Assignment: Set down each line exactly, beginning with the one that contains "Feature/get all delegations" and continuing through the last line of the listing, and nothing else.
======== Records shown ========
PR #788, opened 2021-09-24
Feature/get all delegations

fmtabbara:


tauri-wallet/src-tauri/src/operations/delegate.rs
```diff
@@ -92,3 +95,33 @@ pub async fn undelegate_from_gateway(
...
   }
 }
+
+#[tauri::command]
+pub async fn get_reverse_mix_delegations_paged(
+  state: tauri::State<'_, Arc<RwLock<State>>>,
+) -> Result<PagedReverseMixDelegationsResponse, String> {
+  let r_state = state.read().await;
+  let client = r_state.client()?;
+  match client
```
========
Your solution:
Feature/get all delegations

fmtabbara:


tauri-wallet/src-tauri/src/operations/delegate.rs
```diff
@@ -92,3 +95,33 @@ pub async fn undelegate_from_gateway(
...
   }
 }
+
+#[tauri::command]
+pub async fn get_reverse_mix_delegations_paged(
+  state: tauri::State<'_, Arc<RwLock<State>>>,
+) -> Result<PagedReverseMixDelegationsResponse, String> {
+  let r_state = state.read().await;
+  let client = r_state.client()?;
+  match client
```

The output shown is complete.